We implemented the metastore as a relational database Oracle in accordance with the proposed metadata model. Since we have access directly to LUIS data source, we embedded a procedure directly into the data source system that collects metadata about the structure and other metadata properties of tables used to populate the publications system. After source data in XML format are loaded from other data sources, we run a procedure that collects metadata about the structure of XML documents and other metadata properties. Both procedures are able to compare discovered metadata with the information in the metastore and register in the evolution metadata any detected differences.

We defined mappings between data items of the 3 data highway levels. Examples of mappings are given in Table 2. For the sake of clarity, we prefixed names of data items with the corresponding data sources or data highway levels and names of data sets. Question marks denote placeholders for origin data items in the order as they appear in the column Origin Data Items.

Table 2. Example mappings of the publication system

6.4 Evolution

During operation of the publication system, several changes were discovered during the comparison of the metadata present in the metastore and structure and properties of the data incoming from the data sources. The list of changes with the corresponding metadata additions is presented in Table 3.

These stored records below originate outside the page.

PR #166, opened 2023-01-08
Specify that the client should check for sigFailed

derekchiang:
`sigFailed` is returned as part of the `ValidationResult` from `simulateValidation`, but the spec does not ask the clients to consider it.

Related: https://github.com/eth-infinitism/bundler/pull/39

### DIFF
--- a/eip/EIPS/eip-4337.md
+++ b/eip/EIPS/eip-4337.md
@@ -305,7 +305,7 @@ Either `validateUserOp` or `validatePaymasterUserOp` may return a "validAfter" a
 The simulateValidation call returns this range.
 A node MAY drop a UserOperation if it expires too soon (e.g. wouldn't make it to the next block)
 
-If the `ValidationResult` includes `sigFail`, the client MUST drop the `UserOperation`.
+If the `ValidationResult` includes `sigFail`, the client SHOULD drop the `UserOperation`.
 
 The operations differ in their opcode banning policy.
 In order to distinguish between them, there is a call to the NUMBER opcode (`block.number`), used as a delimiter between the 3 functions.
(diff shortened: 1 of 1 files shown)


eip/EIPS/eip-4337.md
```diff
@@ -305,6 +305,8 @@ Either `validateUserOp` or `validatePaymasterUserOp` may return a "validAfter" a
 The simulateValidation call returns this range.
 A node MAY drop a UserOperation if it expires too soon (e.g. wouldn't make it to the next block)
 
+If the `ValidationResult` includes `sigFail`, the client MUST drop the `UserOperation`.
```
drortirosh: the node SHOULD drop this UserOperation

eip/EIPS/eip-4337.md
```diff
@@ -530,6 +532,7 @@ The result `SHOULD` be set to the **userOpHash** if and only if the request pass
     * The `data` field SHOULD contain a `minimumStake` and `minimumUnstakeDelay`
   * **code: -32506** - transaction rejected because wallet specified unsupported signature aggregator
     * The `data` field SHOULD contain an `aggregator` value
+  * **code: -32507** - transaction rejected because either the UserOperation signature or the paymaster signature is invalid
```
drortirosh: -32506 - transaction rejected because of wallet signature check failed (or paymaster signature, if the paymaster uses its data as signature)

derekchiang: Did you mean -32507?  or did you want this to be merged with -32506

drortirosh: no, my mistake in the number, only the text.
the failure is for signature failure. normal signature check is UseOp.signature (which is the user's signature)
there is no "paymaster signature" specific field - the paymaster may put some sig info into its paymasterAndData, as our verifyingPaymaster does.
That's why I suggested the text:

- -32507 - transaction rejected because of wallet signature check failed (or paymaster signature, if the paymaster uses its data as signature)

eip/EIPS/eip-4337.md
derekchiang: I updated it, but why do u think it should be SHOULD instead of MUST?  You would think that there's no valid scenarios where a client should keep a UserOp with invalid sig in the mempool.

eip/EIPS/eip-4337.md
derekchiang: Gotchu -- updated.

derekchiang:
@drortirosh good to merge?

drortirosh (approved):

derekchiang:
Hi @drortirosh should we merge this?

PR #171, opened 2023-01-10
AA-108 Leaked basefee test

shahafn:


contracts/test/MaliciousAccount.sol
```diff
@@ -0,0 +1,20 @@
+// SPDX-License-Identifier: GPL-3.0
+pragma solidity ^0.8.12;
+import "../interfaces/IAccount.sol";
+import "../interfaces/IEntryPoint.sol";
+
+contract MaliciousAccount is IAccount {
```
drortirosh, line 7: it is unclear from this test what is purpose, and how it is malicous.
specifically, I don't understand from the class (and from the test) how it "records" the original block basefee, in order to fail on the 2nd block.

shahafn: I'm extracting on-chain the block.basefee as you can see, and passing the expected basefee to compare with through maxPriorityFeePerGas parameter. It could be through any parameter, including nonce and signature.

test/entrypoint.test.ts
```diff
@@ -387,6 +387,46 @@ describe('EntryPoint', function () {
...
+      try {
+        await expect(entryPoint.simulateValidation(userOp, { gasLimit: 1e6 }))
+          .to.revertedWith('ValidationResult')
+        console.log('after first simulation')
+        await ethers.provider.send('evm_mine', [])
+        await expect(entryPoint.simulateValidation(userOp, { gasLimit: 1e6 }))
+          .to.revertedWith('FailedOp')
+        expect.fail(null, null, 'should fail on first simulation')
+      } catch (e: any) {
+        expect(e.message).to.include('FailedOp')
```
drortirosh: I don't think you this catch and "expect" - the first simulation "succeds" (revets with ValidationResult)
the 2nd simulation fails (wit FailedOn) - so this outer catch is not in use

shahafn: What?

contracts/test/MaliciousAccount.sol
```diff
@@ -0,0 +1,20 @@
...
+    constructor(IEntryPoint _ep) payable {
+        ep = _ep;
+    }
+    function validateUserOp(UserOperation calldata userOp, bytes32, address, uint256 missingAccountFunds)
+    external returns (uint256 sigTimeRange) {
+        ep.depositTo{value : missingAccountFunds}(address(this));
+        uint256 requiredGas = userOp.callGasLimit + userOp.verificationGasLimit + userOp.preVerificationGas;
+        uint256 gasPrice = missingAccountFunds / requiredGas;
+        uint256 basefee = gasPrice - userOp.maxPriorityFeePerGas;
+        require (basefee == userOp.maxPriorityFeePerGas, "Revert after first validation");
```
drortirosh: I don't understand these last 2  lines:
you're checking that gasPrice = 2*maxPriorityFeePerGas
looking at this contract, it is completely unclear why, and why it is "malicious" in doing so.

contracts/test/MaliciousAccount.sol
drortirosh: I cannot see: looking at the contract it doesn't make any sense, since you don't explain how it is used.

contracts/test/MaliciousAccount.sol
shahafn: Where do I check that gasPrice = 2*maxPriorityFeePerGas?

I explicitly check that  basefee == userOp.maxPriorityFeePerGas, which is just a controlled parameter that any wallet can set to signal something on-chain.

drortirosh (approved):

PR #172, opened 2023-01-10
changed to 8byte for match sigTimeRange spec of EIP

leekt:
the EIP 4337 official spec(https://eips.ethereum.org/EIPS/eip-4337) says the sigTimeRange value should use 8 byte to use validUntil, validAfter.
EntryPoint for parsing sigTimeRange is implemented properly but only the IPaymaster.sol says it's 4 byte


drortirosh (dismissed):

shahafn:
To fix the failed gas-checks, you can run `./scripts/gascalc` and check in the changes

leekt:
weird... all i've changed is few comments... I'll check what is the issue here

drortirosh (approved):

PR #177, opened 2023-01-19
C4 539 - Unsigned Integer Comparison

livingrockrises:
Use != 0 instead of > 0 for Unsigned Integer Comparison


drortirosh:
why is it better?
if you look at the gas checking, it is slighly more expensive (if it had any other benefit, I'd ignore ~20 gas difference, but I don't see why it is considered better)

livingrockrises:
I am not sure why it's slightly more expensive.
it logically makes sense for unsigned integer like either it's zero or not zero 

+ some reference here https://gist.github.com/IllIllI000/bf2c3120f24a69e489f12b3213c06c94

drortirosh:
I don't know either... Solidity gas calculation are something magical... I don't try to optimize +/- 20, since sometimes even renaming a method get that effect... (it changes the methodSig, reorder them. it also changes the deployed code a little).
I would be glad to add changes that improve 100s of gas, if the don't break much the clarity of code
(assembly at strategic points can achieve that, but try to avoid it.)

PR #178, opened 2023-01-19
AA-114 Prevent revert reason bombing of innerHandleOp()

shahafn:


contracts/core/EntryPoint.sol
```diff
@@ -219,9 +222,9 @@ contract EntryPoint is IEntryPoint, StakeManager {
 
         IPaymaster.PostOpMode mode = IPaymaster.PostOpMode.opSucceeded;
         if (callData.length > 0) {
-
-            (bool success,bytes memory result) = address(mUserOp.sender).call{gas : callGasLimit}(callData);
+            bool success = Exec.call(mUserOp.sender, 0, callData, callGasLimit);
```
drortirosh, line 225: please change the param of `innerHandleOp` from `calldata callData` to `memory callData`...
it saves 100 gas (currently, this feature cost 230 gas. with the above fix its only 130)

test/entrypoint.test.ts
```diff
@@ -427,6 +429,25 @@ describe('EntryPoint', function () {
...
+        sender: testRevertAccount.address,
+        callGasLimit: 1e5,
+        maxFeePerGas: 1,
+        verificationGasLimit: 1e5,
+        callData: badData.data!
+      }
+      const beneficiaryAddress = createAddress()
+      await expect(entryPoint.simulateValidation(badOp, { gasLimit: 1e6 }))
+        .to.revertedWith('ValidationResult')
+      const tx = await entryPoint.handleOps([badOp], beneficiaryAddress, { gasLimit: 1e6 })
```
drortirosh: 1. you test it with huge gaslimit: the whole idea is that it doesn't take too much gas, but you check with 10 times gasLimit. should test with (say) callGas + verification + 10k
2. the test should follow its title, and check the returned reason is up to 2k bytes.

drortirosh (approved):

contracts/core/EntryPoint.sol
livingrockrises: should one make use of memory instead of calldata everywhere for external functions?

Isn't this true? : To save a significant amount it is better to use calldata in the arguments of an external function

drortirosh: YMMV... Solidity optimization is funny. It has to copy into memory in order to be used. "memory" in parameter requires early copy for into memory, but in some cases Solidity gets confused and copy it again.. so it is better to try the options: make a change, and run "yarn gascalc" to see the effect on some basic scenarios. 
In this specific case, making the "context" parameter memory instead of calldata actually takes more gas... go figure.

filmakarov: @livingrockrises I think I get why it happens here. It depends on how the input parameter is being used then.
In this case, `callData` is used for a `.call` then, and call operates with memory , so it has to be copied to memory one more time, thus making it spend extra gas 

So, when you process a parameter in the method, it can make sense to have it as a calldata (i.e. you somehow iterate over array etc)
However, if you just use the whole input parameter it can make no difference or even increase gas consumption if it is passed as calldata.

PR #313, opened 2023-07-07
Add `TestExpiryAccount.sol` implementation with test code

Sangyeup:
### Implementation
1. Register temporary owner(session key)
   - Only owner can register temporary owners
2. Validate UserOp from session key 
   - Only signatures of registered temporary owners will pass
   - Only registered contracts and methods in UserOp will pass
   - Each methods has its own valid time range

---
### **`TestExpiryAccount.sol`**
- **Data Structures**: Two new data structures, **`TargetMethods`** and **`TargetInfo`**, have been introduced:
    - **TargetMethods**: A struct that stores the delegated contract address and an array of delegated function selectors. This gives us a schema for the contracts and functions a session key can interact with.
    - **TargetInfo**: A struct creating mappings to track the contracts, functions, and their valid delegation periods for each temporary owner. It consists of three mappings:
        - **`delegatedContractMap`**: Maps a contract address to a boolean value indicating if the temporary owner has delegation rights.
        - **`delegatedFunctionPeriods`**: Maps a contract address to another mapping that then maps a function selector to a byte string encoding of the valid delegation period (**`_after`** and **`_until`** times).
        - **`delegatedFunctionMap`**: Maps a contract address to another mapping that maps a function selector to a boolean value indicating if the temporary owner has delegation rights to that function.
- **_validateSignature Function**:
    - Overrides the **`_validateSignature`** function from **`BaseAccount`**.
    - Checks whether the signer of a **`UserOperation`** is the original contract owner.
    - If not, it calls **`_validateSessionKey`** to check if the signer (a session key) has appropriate permissions for the requested operation.
- **_validateSessionKey Function**:
    - Checks whether a session key (temporary owner) is authorized to execute a **`UserOperation`**
    - Checks if the target contract and function selector are among those authorized for the session key.
    - Checks if the current time is within the allowed range for the session key.
- **Helper Functions**:
    - **`getSelector`**: Extracts the function selector from the call data.
    - **`_decodeSingle`**: Decodes the call data for a single function call.
    - **`_decodeBatch`**: Decodes the call data for a batch function call.
    - **`_decode`**: Extracts the valid delegation period (**`_after`** and **`_until`** times) from the byte string.

---
### For Security
1. Only the account owner can add tempory owners
2. Account owner is registered as a temporary owner having maximum time range at the time account is deployed.
3. Not registered contracts and methods will make the time range to [0,0]
4. Temporary owners can call execute() function only through the entrypoint.

--- 
### Test Case

At `entrypoint.test.ts`,
1. validateUserOp time-range with calldata validation
    1. should accept non-expired owner
    2. should not reject expired owner
    3. should accept executeBatch
2. validatePaymasterUserOp with deadline
    1. should accept non-expired paymaster request
    2. should not reject expired paymaster request
3. time-range overlap of paymaster and account should intersect
    1. should use lower "after" value of paymaster
    2. should use lower "after" value of account
    3. should use higher "until" value of paymaster
    4. should use higher "until" value of account
4. handleOps abort
    1. should revert on expired account
    2. should revert on date owner
    3. should revert on unregistered contract
    4. should revert on unregistered method
    5. should revert on deleted account


drortirosh:
It looks that you try to implement a full fledged session keys mechanism. At a general review, it looks ok, but it misses one thing: we wanted the test to be minimal, only to highlight how time-ranges can be used for session keys.
A better place for such session keys mechanism is not a specific account , but as an extension module to modular accounts (erc-6900), where it can be added to various wallets.

Sangyeup:
Thanks for the feedback!
I understand that our full implementation could be more suitable as an extension module to ERC-6900 modular accounts. Is there a way for us to contribute our code to the development of ERC-6900?

Additionally, I wanted to ask if there is any need or interest in a contribution to the existing TestExpiryAccount.sol. We're open to simplifying our code if it fits better with the current project scope.

drortirosh:
As I said, this is a test, and thus it should be minimal to what the test is required.
Your code is a sample, but we don't have a repo for such usage samples.
I suggest to follow the ERC-6900 progress, and when they start work on some registry for modules it might be a place for such contribution.

PR #315, opened 2023-07-12
Refactor _payPrefund with Yul

magnetto90:
This modification save some gas and is equivalent to the function made with Solidity.

Test made with forge

```solidity
// SPDX-License-Identifier: UNLICENSED
pragma solidity ^0.8.13;

import "forge-std/Test.sol";

contract PayPrefund {
    function payPrefundOriginal(uint256 missingAccountFunds) external {
        if (missingAccountFunds != 0) {
            (bool success,) = payable(msg.sender).call{value: missingAccountFunds, gas: type(uint256).max}("");
            (success);
            //ignore failure (its EntryPoint's job to verify, not account.)
        }
    }

    function payPrefundYul(uint256 missingAccountFunds) external {
        if (missingAccountFunds != 0) {
            assembly {
                pop(call(sub(0x00, 0x01), caller(), missingAccountFunds, 0, 0, 0, 0))
            }
            //ignore failure (its EntryPoint's job to verify, not account.)
        }
    }
}

contract PayPrefundTest is Test {
    PayPrefund public payPrefund;
    address public caller = makeAddr("caller");

    function setUp() public {
        payPrefund = new PayPrefund();
        vm.deal(address(payPrefund), 500);
        vm.startPrank(caller);
    }

    function testOriginal() public {
        payPrefund.payPrefundOriginal(100);
    }

    function testYul() public {
        payPrefund.payPrefundYul(100);
    }
}
```

image

### DIFF
--- a/contracts/core/BaseAccount.sol
+++ b/contracts/core/BaseAccount.sol
@@ -18,7 +18,7 @@ abstract contract BaseAccount is IAccount {
 
     //return value in case of signature failure, with no time-range.
     // equivalent to _packValidationData(true,0,0);
-    uint256 internal constant SIG_VALIDATION_FAILED = 1;
+    uint256 constant internal SIG_VALIDATION_FAILED = 1;
 
     /**
      * Return the account nonce.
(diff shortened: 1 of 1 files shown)


drortirosh:
It is great to optimize the SimpleAccount
Still, simpleAccount comes to be simple, to read and understand, and less being gas-optimized of feature-rich.

I think a must more important gas optimization is paying more than the requiredPrefund: if the account pays extra, then these funds are available in the deposit for future transactions: that is, completely skip the call to deposit in a future transactions.
(an account can always call `entryPoint.withdrawTo()` to withdraw this deposit. it is not locked in any way)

Table 3. Changes in the publication system

7 Conclusions and Future Work

In this paper, we presented a system architecture to address the topical problem of evolution in heterogeneous big data sources. The architecture consists of data highway levels that contain data extracted from sources in their original format and gradually transformed and integrated to obtain a structured data warehouse data. The main contribution of this paper is the flexible metadata model that describes the structure and other characteristics of such data sources and data highway levels as well as changes in the structure not only of data sources, but also of data highway levels for the purpose to support data expansion and evolution of user requirements for data. We defined a set of atomic changes and their representations in the model and applied the model in the case study system.

The directions for future work include full implementation of the proposed architecture. We will develop algorithms for automatic and semi-automatic change treatment. We also plan technology improvements to our case study system by incorporating Presto or Spark SQL for data processing to improve performance.